On the first page of that book he defines what a Design Charrette is: “a time-limited, multi-party design event organized to generate a collaboratively produced plan for a sustainable community.” He goes on later to say that:

“To be worthy of the name, a design charrette must elevate the contradictions inherent in the divergent questions confronted in our drive toward a more sustainable city to a level higher than “logic” or “proof”–it must create an atmosphere in which contradictions can be resolved not by proofs, but by empathy, intuition, understanding, and compassion. Elevating and resolving these contradictions through the agency of empathy, understanding, and compassion is not something you do alone. You do this with others.” (p. 12)

Some Big Ideas Exchanged: Moving Past “Linear Methodologies”, Perfect Answers and Cartoon Images, Design Charrettes, and “Policy Piles” among other things!

When I asked Patrick what a Design Charrette is, he gave me a pretty funny (accurate) definition…

“When you ask a bunch of people who don’t really like each other very much to work on an impossibly complex problem, and to do it all in a ridiculously short amount of time.”

It’s not possible to just use data, pure reason, professional expertise, and so on to deal with wicked problems. You need to move past “linear methodologies” and “one at a time problems” and bring people together to develop a collective answer…

“We admit that we’re not going to be able to come up with a perfect answer, but we suspect that by all of us working together we’ll come up with a good answer. An answer that’s better than these supposed answers from these speciality areas that have been proven not work. We expect that by working at this table for awhile, we can come up with a better answer than that. It operates on the faith in human capacity–partly informed by the intuitive dynamic of collaboration–to come up with a good solution. And it’s not going to a be a solution that you are able to prove is perfect. But the consensus conclusion that it’s a good conclusion and that we should move forward, is what a Charrette produces…”

Everyone has a stake in their neighbourhood. Some people are more interested than others in their stake. What becomes important for Charrette participants, is to see past the “cartoon image” of their fellow participants.
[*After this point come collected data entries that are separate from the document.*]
PR #165, opened 2025-01-17
Adopting utl::log()

Lucas-C:


felixguendling:
I think we need an option in `utl` to enable the docs.
`UTL_BUILD_DOCS` with default value `OFF`.

And then wrap this in `if (UTL_BUILD_DOCS)`:
https://github.com/motis-project/utl/blob/69e700e03ae3d385304d754cf57877528bc591ef/CMakeLists.txt#L33

felixguendling:
Seeing the code, maybe it makes sense to rename to something with `log` in the name (e.g. `utl::log_err`)? At least `utl::error` could also be an exception class derived from `std::exception`.

Lucas-C:
> I think we need an option in `utl` to enable the docs. `UTL_BUILD_DOCS` with default value `OFF`.
> 
> And then wrap this in `if (UTL_BUILD_DOCS)`: [motis-project/utl@`69e700e`/CMakeLists.txt#L33](https://github.com/motis-project/utl/blob/69e700e03ae3d385304d754cf57877528bc591ef/CMakeLists.txt#L33)

Do all the MOTIS repos builds rely on the `CMakeLists.txt` in the `utl` module?

I'm not a big CMake expert, so I'm not sure how best to share the doc-building logic between MOTIS repositories.
I think the following could be shared from `motis-project/utl`:
* `docs/CMakeLists.txt`
* docs/Doxyfile (except from the module name)
* `docs/conf.py` (except from the module name)
* `docs/motis-logo.svg`
* `docs/requirements.txt`
* the `doc` job from `.github/workflows/unix.yml`

Lucas-C:
> Seeing the code, maybe it makes sense to rename to something with `log` in the name (e.g. `utl::log_err`)? At least `utl::error` could also be an exception class derived from `std::exception`.

Yes, I agree, I think it would be clearer.

felixguendling:
> > I think we need an option in `utl` to enable the docs. `UTL_BUILD_DOCS` with default value `OFF`.
> > And then wrap this in `if (UTL_BUILD_DOCS)`: [motis-project/utl@`69e700e`/CMakeLists.txt#L33](https://github.com/motis-project/utl/blob/69e700e03ae3d385304d754cf57877528bc591ef/CMakeLists.txt#L33)
> 
> Do all the MOTIS repos builds rely on the `CMakeLists.txt` in the `utl` module?
> 
> I'm not a big CMake expert, so I'm not sure how best to share the doc-building logic between MOTIS repositories. I think the following could be shared from `motis-project/utl`:
> 
> * `docs/CMakeLists.txt`
> * docs/Doxyfile (except from the module name)
> * `docs/conf.py` (except from the module name)
> * `docs/motis-logo.svg`
> * `docs/requirements.txt`
> * the `doc` job from `.github/workflows/unix.yml`
> 
> Maybe this should be tackled in a separate issue / PR?

In case this docs building is always the same and should be used in all MOTIS repositories (osr, motis, etc.), I would propose to create a separate repository and include it via `.pkg`. As long as it has a central `CMakeLists.txt` (then in the root directory) it will work. I think this is maybe a better solution than to force each repo to include `utl` if it wants only docs. Maybe at the moment all repos include `utl` but I would say it's maybe better to split it?

Lucas-C:
> I would propose to create a separate repository (maybe called `docs-gen` or simply `docs`) and include it via `.pkg`.
> I think this is maybe a better solution than to force each repo to include `utl` if it wants only docs.
> Maybe at the moment all repos include `utl` but I would say it's maybe better to split it?

I agree.
I will have to stop working on MOTIS for now, but I'll try to do this next week.
The documentation generation also requires Python and some depdencies to be installed with `pip`.
I'm not sure how best to do this from CMake, so unless you have some guidance regarding this, I'll search for existing projects doing something similar.

Lucas-C:
I see 3 options regarding how we deal with document generation in MOTIS:
1. we get it out of CMake managed tasks: it's maybe the simplest solution
2. we keep it inside CMake managed tasks, but make it optional
3. we keep it inside CMake managed tasks, and make it mandatory. This will require all MOTIS builds to have Doxygen & Python setup, so that's maybe a solution to exclude.

AMHA option 1) is maybe the best one for now, and would avoid adding some complexity to the `CMakeLists.txt` files.
What do you think?

We could still rely on `pkg` to have `motis-project/docs` installed in `deps`,
and then call `deps/docs/build_docs.sh` from a GitHub Actions `doc` job.

Also, I was wonder if you would be open to adopt [reusable workflows](https://docs.github.com/en/actions/sharing-automations/reusing-workflows) in MOTIS, to avoid duplication of the YAML workflows (like the `doc` job)?

felixguendling:
The purpose of tracing in RAPTOR `include/nigiri/routing/raptor/debug.h` is mainly to be dumped to a text file that can become gigabytes in size for a single earliest arrival query (not even range query!). We neither want this stuff to go OTEL nor do we need timestamps, log levels, etc. here. I would like to keep it `fmt::println` for this reason. It's for MOTIS developers who need to go very very deep and check millions of routing operations to find the needle in the haystack if results don't match what we expect (e.g. from previous versions, or other implementations).

Lucas-C:
I am currently blocked by this issue: https://github.com/motis-project/utl/pull/35

felixguendling:
should be fixed by https://github.com/motis-project/utl/pull/36

> I am currently blocked by this issue: [motis-project/utl#35](https://github.com/motis-project/utl/pull/35)

Lucas-C:
I think this is ready

felixguendling:
I think you were right with the function signature. It's cluttering output a lot. Even if it gives additional context, it's maybe not worth to clutter the text output so much.

PR #173, opened 2025-02-10
maximum search interval

mority:
Adds an option to specify a maximum search interval per query, i.e., an interval that may not be exceeded by interval extensions during the search. Once the maximum interval has been searched the search will terminate even if the minimum connection count has not been reached.

### DIFF
--- a/include/nigiri/routing/interval_estimate.h
+++ b/include/nigiri/routing/interval_estimate.h
@@ -127,6 +127,10 @@ private:
     itv.to_ = tt_.external_interval().clamp(itv.to_);
     itv.from_ = data_type_max_interval_.clamp(itv.from_);
     itv.to_ = data_type_max_interval_.clamp(itv.to_);
+    if (q_.max_interval_) {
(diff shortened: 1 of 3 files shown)


felixguendling:
still needed in the ODM case?
I guess we'll have to set `extend_interval_earlier = extend_interval_later = false` anyway to have full control one layer above?

mority:
> still needed in the ODM case? I guess we'll have to set `extend_interval_earlier = extend_interval_later = false` anyway to have full control one layer above?

I thought about resolving the issue of the mismatching searched intervals of the sub-queries with a two-step process.
1. Run all sub-queries with min. connection count set and allow extension but set the max. interval to the interval where we have ODM rides prepared for, so that nigiri does not extend into a time region where no ODM connections can be found anymore.
2. Determine the largest interval searched by a sub-query. Rerun only the sub-queries that searched a smaller interval in the first step. For the re-runs we set the search interval to the largest interval from step 1 and do not allow extension.

PR #174, opened 2025-02-13
Improve trip display name

Altonss:
Related to https://github.com/public-transport/transitous/issues/886

### DIFF
--- a/src/loader/gtfs/trip.cc
+++ b/src/loader/gtfs/trip.cc
@@ -246,8 +246,8 @@ std::string trip::display_name(timetable const& tt) const {
                                std::string_view{route_->long_name_},
                                std::string_view{short_name_}};
 
-  // prefer route short name over route long name
-  // prefer route long name over trip short name,
+  // prefer route short name over route long name,
+  // prefer route long name over trip short name
   for (auto const candidate : precedence) {
     if (!candidate.empty()) {
       return std::string(candidate);
--- a/src/loader/gtfs/trip.cc
+++ b/src/loader/gtfs/trip.cc
@@ -242,28 +242,12 @@ std::string trip::display_name(timetable const& tt) const {
                        utl::parse<int>(short_name_));
   }
 
-  // take the first thing that starts with a letter and ends with a number
-  auto const starts_with_letter_and_ends_with_number =
-      [=](std::string_view line_id) {
-        return !is_digit(line_id.front()) && is_digit(line_id.back());
-      };
+  auto precedence = std::array{std::string_view{route_->short_name_},
+                               std::string_view{route_->long_name_},
+                               std::string_view{short_name_}};
 
-  auto precedence = std::array{std::string_view{short_name_},
-                               std::string_view{route_->short_name_},
-                               std::string_view{route_->long_name_}};
-
-  for (auto const candidate : precedence) {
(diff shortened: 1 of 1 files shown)


src/loader/gtfs/trip.cc
```diff
@@ -242,28 +242,12 @@ std::string trip::display_name(timetable const& tt) const {
                        utl::parse<int>(short_name_));
   }
 
-  // take the first thing that starts with a letter and ends with a number
-  auto const starts_with_letter_and_ends_with_number =
-      [=](std::string_view line_id) {
-        return !is_digit(line_id.front()) && is_digit(line_id.back());
-      };
+  auto precedence = std::array{std::string_view{route_->short_name_},
```
jbruechert, line 245: This doesn't work for all feeds that use semantic naming instead of the google maps convention.
That is as far as I know most of the data for Germany and Austria

felixguendling:
Bump. Has anyone tested this? It's still in draft mode.

src/loader/gtfs/trip.cc
jbruechert: as far as I remember for example the ÖBB feed entirely depends on this starts-with-letter-ends-with-number heuristic to display the right string

felixguendling: If there are only very few feeds with this problem we could also try to contact them and ask them if it's possible to write something useful into `route_name_short`. I would see Google as the inventor of GTFS as kind of a aid in interpreting the standard and point them to the Google way of doing things as "this is how it's done".

jbruechert:
I haven't tested it yet, but I think it doesn't catch all the cases. I think I know how to solve this properly (treat semantically-named feeds different from google maps feeds and have metadata on which is which), but I haven't gotten around to implementing it.

felixguendling:
If we consider the Google way to do this as kind of "the standard", we could just say "garbage in = garbage out" and try either to preprocess data outside of MOTIS or better: ask feed producers that produce non-compliant feeds to improve their data?

felixguendling:
In the end this PR would probably fix it in more places than it destroys something that worked, right? So overall it could still be an improvement to merge this PR as it is?

jbruechert:
Hmm yes maybe. I guess we should talk to Mobility Data to get the official interpretation. If they agree with the Google way I'm fine with doing it this way (and adding a gtfsclean pass to make the other feeds compliant in Transitous)

felixguendling:
If I remember correctly, there has been a Google Maps resource that outlined how they do it? I think this would be a good starting point for an issue and potential PR on https://github.com/google/transit

felixguendling:
I merge it now because I would say that it's already an improvement regarding the status quo in terms of "it fixes more than it destroys" (which doesn't mean that it destroys nothing but overall we improve the situation).

felixguendling:
I am open for both options: adding logic in nigiri or fixing the data before nigiri loads it.

jbruechert:
> But I can't find the link anymore..

This page was discussed previously:
https://developers.google.com/transit/gtfs/data-modeling/route-modeling-guide

jbruechert:
image

Some clicking through google maps later:
- they probably just display the route_short_name || route_long_name
- SNCF misuses the trip_headsign field which we are also seeing to display a trip name in google maps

To see the human beneath the caricature:

“People come to the table seeing each other, not as actual human beings, but rather as cartoon representations of their stake–whether it’s the fire chief, or the developer, or the politician, or the neighbour, or the guy who really loves to fish in the stream…”

Talk. Doodle. Draw. The three stages of the Design Charrette. For Patrick, the doodle stage is the most important stage in the process, as its where the non-designer participant gets to make his or her mark of political and personal efficacy…

“Everybody has to design, and if you fail in this mission of making everybody a designer, there’s going to be a distance between the stakeholders and the designers at the end of it. Their commitment to [the design] will only be partial. You really have to legitimately inculcate in them the feeling, through their experience, that they are designers. That’s why it’s critical that you hand the pen over to them and say “do you mean here?” And everybody has to scribble… and its really an ugly drawing, and its the most beautiful drawing in the whole Charrette process, because its the mark of their participation.”

Before the actual Charrette comes months and months of analysis, the necessary policy and context research required to prepare the design brief–which is really a series of constraints upon the Charrette process itself…

“[The Charrette] is like an iceberg, only a small part of it shows up above the surface of the water. There’s tons of time putting together the coalition, assembling the database… we spend a lot of time distilling what we call “the policy pile” down into a few pages. Any urban area that we work with has a ton of policy constraints, engineering constraints, legal constraints that influence what happens on the site. You can’t ignore that. If you just go in with a blank page, or a blue sky thing… that’s a recipe for failure.”